*Work item*:
Retrieve every line from the records in which the word "workers" occurs.

*The records*:
* * * *

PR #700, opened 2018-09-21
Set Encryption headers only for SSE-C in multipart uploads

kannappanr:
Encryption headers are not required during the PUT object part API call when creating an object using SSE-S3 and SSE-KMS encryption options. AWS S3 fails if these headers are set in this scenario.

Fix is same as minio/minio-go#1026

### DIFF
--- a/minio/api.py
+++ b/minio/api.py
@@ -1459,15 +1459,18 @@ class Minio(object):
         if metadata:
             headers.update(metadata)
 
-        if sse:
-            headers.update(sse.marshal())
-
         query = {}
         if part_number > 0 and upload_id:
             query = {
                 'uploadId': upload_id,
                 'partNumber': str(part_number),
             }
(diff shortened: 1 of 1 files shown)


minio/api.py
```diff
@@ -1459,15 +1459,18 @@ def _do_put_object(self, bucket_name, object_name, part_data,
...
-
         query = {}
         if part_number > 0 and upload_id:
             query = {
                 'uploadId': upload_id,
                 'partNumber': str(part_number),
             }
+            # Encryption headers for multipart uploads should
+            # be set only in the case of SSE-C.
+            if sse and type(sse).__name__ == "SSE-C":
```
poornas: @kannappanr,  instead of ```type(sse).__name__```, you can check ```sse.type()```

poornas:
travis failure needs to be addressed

* * * *

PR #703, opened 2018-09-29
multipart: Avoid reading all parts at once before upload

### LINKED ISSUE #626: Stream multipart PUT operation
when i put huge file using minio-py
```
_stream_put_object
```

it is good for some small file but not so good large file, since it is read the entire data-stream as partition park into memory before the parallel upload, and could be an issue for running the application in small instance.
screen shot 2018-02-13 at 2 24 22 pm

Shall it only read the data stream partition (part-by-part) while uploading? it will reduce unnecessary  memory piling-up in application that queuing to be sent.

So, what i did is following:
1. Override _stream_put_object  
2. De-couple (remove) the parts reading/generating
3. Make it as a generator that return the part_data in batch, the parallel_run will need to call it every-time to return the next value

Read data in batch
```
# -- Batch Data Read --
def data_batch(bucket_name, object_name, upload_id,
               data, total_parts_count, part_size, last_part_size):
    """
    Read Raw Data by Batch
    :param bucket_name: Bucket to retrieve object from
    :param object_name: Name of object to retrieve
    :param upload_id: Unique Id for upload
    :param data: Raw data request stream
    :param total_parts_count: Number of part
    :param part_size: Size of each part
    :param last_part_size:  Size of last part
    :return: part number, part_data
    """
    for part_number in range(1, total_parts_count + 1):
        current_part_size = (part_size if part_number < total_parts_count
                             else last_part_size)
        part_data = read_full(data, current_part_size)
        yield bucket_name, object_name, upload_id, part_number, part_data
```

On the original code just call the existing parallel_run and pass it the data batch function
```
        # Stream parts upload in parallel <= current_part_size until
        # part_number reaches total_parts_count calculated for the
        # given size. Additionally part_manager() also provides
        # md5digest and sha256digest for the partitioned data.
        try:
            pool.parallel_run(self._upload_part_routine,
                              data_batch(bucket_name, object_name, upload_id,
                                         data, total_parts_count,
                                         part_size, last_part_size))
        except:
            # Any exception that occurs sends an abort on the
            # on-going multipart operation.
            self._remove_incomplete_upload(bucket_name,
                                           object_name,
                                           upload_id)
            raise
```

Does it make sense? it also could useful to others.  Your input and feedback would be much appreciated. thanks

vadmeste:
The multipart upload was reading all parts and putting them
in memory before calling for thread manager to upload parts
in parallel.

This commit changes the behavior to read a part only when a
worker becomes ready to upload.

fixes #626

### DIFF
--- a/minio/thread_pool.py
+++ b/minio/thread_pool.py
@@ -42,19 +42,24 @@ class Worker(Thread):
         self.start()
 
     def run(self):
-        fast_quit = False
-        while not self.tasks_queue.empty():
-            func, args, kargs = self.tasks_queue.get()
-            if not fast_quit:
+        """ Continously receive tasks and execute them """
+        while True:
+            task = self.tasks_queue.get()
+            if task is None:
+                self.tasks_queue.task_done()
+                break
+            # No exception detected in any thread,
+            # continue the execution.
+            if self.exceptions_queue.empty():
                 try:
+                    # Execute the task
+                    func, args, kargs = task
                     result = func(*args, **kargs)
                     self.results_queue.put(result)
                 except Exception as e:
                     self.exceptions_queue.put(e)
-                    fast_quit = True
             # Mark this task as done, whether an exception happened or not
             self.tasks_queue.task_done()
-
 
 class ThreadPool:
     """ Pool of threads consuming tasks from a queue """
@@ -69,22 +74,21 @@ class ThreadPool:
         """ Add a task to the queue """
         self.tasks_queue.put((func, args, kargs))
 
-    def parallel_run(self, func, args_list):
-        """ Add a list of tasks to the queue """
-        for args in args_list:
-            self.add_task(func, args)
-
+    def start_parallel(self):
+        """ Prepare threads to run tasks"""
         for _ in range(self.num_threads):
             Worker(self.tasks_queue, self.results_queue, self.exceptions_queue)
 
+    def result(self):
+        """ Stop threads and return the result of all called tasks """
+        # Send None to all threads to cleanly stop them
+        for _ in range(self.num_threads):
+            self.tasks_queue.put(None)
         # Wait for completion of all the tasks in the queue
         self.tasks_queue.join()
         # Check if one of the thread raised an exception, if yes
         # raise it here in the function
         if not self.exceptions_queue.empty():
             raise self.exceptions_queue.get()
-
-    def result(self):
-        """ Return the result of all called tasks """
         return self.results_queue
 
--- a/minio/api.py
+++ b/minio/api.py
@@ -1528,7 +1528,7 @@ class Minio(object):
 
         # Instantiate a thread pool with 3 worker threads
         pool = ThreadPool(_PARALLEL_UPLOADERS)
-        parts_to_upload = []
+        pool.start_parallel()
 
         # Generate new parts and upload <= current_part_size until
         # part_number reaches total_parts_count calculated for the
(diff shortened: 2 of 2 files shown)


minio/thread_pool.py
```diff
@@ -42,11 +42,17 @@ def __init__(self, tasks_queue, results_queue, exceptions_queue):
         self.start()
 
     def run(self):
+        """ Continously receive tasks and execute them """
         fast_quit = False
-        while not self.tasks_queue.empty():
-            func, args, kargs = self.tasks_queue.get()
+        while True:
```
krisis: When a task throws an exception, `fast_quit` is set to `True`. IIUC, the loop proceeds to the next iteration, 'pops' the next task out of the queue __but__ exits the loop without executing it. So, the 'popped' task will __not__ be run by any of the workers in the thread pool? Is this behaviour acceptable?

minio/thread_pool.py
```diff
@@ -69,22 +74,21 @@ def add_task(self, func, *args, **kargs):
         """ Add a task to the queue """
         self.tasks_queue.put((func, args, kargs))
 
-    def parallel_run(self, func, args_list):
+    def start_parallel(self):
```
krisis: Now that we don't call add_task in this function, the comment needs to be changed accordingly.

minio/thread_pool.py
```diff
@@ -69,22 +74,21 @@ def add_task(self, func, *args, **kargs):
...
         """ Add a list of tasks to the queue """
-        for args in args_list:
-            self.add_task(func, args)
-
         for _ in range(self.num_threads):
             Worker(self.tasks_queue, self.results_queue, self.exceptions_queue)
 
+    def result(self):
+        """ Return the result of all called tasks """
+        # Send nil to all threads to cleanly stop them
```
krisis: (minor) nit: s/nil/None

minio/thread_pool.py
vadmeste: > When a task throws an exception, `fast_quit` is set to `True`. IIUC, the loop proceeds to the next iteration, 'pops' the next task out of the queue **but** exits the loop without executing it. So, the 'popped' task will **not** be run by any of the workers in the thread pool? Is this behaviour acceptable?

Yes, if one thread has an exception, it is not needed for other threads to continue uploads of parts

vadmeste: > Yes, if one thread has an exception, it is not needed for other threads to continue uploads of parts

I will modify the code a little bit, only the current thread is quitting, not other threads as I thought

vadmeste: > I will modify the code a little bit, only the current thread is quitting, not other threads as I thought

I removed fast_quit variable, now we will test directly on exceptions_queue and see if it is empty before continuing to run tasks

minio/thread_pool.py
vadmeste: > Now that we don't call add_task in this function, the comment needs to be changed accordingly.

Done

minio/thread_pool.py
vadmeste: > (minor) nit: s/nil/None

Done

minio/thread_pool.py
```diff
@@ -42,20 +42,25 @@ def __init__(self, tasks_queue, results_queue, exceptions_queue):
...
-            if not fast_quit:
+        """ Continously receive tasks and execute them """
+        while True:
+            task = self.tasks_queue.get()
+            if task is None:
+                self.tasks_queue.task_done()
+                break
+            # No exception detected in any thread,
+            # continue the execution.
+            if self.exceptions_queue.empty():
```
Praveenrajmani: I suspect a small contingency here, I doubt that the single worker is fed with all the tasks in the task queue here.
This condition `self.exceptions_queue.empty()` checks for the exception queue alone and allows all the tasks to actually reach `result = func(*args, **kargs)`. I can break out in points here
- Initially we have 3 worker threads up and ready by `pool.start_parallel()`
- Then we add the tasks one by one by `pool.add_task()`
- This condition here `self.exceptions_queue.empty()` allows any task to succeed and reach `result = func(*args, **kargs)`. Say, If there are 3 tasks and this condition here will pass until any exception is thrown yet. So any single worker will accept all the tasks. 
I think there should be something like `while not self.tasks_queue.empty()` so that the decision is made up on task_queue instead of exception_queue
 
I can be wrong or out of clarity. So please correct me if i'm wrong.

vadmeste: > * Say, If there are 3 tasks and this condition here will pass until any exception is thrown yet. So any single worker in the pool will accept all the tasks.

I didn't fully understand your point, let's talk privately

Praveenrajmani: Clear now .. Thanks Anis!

* * * *

*Answer box*:
krisis: When a task throws an exception, `fast_quit` is set to `True`. IIUC, the loop proceeds to the next iteration, 'pops' the next task out of the queue __but__ exits the loop without executing it. So, the 'popped' task will __not__ be run by any of the workers in the thread pool? Is this behaviour acceptable?
vadmeste: > When a task throws an exception, `fast_quit` is set to `True`. IIUC, the loop proceeds to the next iteration, 'pops' the next task out of the queue **but** exits the loop without executing it. So, the 'popped' task will **not** be run by any of the workers in the thread pool? Is this behaviour acceptable?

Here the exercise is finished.